(RECORDS FOR THIS TASK Opens)
PR #2166, opened 2019-07-29
Improve support for Sequelize

papb:
Improve support for [Sequelize](https://github.com/sequelize/sequelize). Currently only  `.sequelizerc` is supported, but `.sequelizerc.js` and `.sequelizerc.json` should also be supported.

**Changes proposed:**

- [X] Add


papb:
@JimiC Done! Thanks for the fast response! Hopefully it is correct now.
(RECORDS FOR THIS TASK Closes)
== BRIEF ==
Which lines above hold the string "support"? Copy each of them.

== TASK SOLUTION ==
Improve support for Sequelize
Improve support for [Sequelize](https://github.com/sequelize/sequelize). Currently only  `.sequelizerc` is supported, but `.sequelizerc.js` and `.sequelizerc.json` should also be supported.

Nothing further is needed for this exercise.